Tally the lines below that contain "transform". The number is the whole answer.

Dataset entries below:

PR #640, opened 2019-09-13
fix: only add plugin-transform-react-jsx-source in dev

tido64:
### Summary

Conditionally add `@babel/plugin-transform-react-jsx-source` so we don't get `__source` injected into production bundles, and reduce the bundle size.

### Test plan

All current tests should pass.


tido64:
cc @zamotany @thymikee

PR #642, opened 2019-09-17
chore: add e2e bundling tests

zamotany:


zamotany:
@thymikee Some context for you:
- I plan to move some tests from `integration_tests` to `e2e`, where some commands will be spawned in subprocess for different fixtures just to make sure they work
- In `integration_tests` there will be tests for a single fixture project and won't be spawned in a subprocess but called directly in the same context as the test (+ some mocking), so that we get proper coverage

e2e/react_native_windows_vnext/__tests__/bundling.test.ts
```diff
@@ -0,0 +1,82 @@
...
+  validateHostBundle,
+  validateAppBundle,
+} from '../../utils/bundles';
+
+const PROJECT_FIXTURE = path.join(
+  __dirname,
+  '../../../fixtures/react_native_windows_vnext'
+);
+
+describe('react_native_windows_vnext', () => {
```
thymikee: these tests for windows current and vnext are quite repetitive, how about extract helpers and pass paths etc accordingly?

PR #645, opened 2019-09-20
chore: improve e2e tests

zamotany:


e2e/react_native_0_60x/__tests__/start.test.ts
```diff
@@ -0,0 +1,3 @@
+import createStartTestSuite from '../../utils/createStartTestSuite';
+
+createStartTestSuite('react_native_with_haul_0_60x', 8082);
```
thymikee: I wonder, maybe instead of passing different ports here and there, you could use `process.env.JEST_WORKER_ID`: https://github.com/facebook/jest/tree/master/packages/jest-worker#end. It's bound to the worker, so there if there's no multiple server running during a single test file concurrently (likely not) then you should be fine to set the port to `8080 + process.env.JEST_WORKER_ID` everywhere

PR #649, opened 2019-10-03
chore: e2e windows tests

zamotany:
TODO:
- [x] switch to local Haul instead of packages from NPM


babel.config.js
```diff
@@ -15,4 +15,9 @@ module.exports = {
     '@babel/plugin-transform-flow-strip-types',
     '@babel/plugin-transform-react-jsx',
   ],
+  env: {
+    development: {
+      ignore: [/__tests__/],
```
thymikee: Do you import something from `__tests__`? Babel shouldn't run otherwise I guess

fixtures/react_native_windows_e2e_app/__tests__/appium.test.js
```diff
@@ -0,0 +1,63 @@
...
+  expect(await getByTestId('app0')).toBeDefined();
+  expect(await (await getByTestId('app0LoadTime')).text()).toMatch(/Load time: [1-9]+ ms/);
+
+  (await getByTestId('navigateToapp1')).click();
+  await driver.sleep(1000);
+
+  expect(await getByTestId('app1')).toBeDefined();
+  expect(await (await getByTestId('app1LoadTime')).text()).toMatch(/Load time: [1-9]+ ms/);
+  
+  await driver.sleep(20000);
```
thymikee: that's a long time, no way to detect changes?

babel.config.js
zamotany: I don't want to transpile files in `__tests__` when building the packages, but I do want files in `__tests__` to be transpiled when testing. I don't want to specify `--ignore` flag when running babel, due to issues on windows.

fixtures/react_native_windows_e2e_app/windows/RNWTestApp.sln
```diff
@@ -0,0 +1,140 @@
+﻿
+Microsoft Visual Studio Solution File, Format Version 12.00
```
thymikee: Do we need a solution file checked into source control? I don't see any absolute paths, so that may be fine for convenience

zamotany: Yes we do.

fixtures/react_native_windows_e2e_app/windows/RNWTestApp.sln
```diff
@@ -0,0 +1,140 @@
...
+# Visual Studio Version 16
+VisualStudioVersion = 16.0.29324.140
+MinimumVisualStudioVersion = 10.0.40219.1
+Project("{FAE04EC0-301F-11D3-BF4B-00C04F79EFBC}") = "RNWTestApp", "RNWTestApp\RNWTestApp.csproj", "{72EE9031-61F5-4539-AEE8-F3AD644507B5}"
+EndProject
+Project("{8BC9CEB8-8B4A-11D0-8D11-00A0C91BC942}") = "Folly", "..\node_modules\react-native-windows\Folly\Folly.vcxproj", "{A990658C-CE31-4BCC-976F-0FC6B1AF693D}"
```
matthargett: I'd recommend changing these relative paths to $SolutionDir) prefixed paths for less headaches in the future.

End of Dataset entries.

### Task answer
4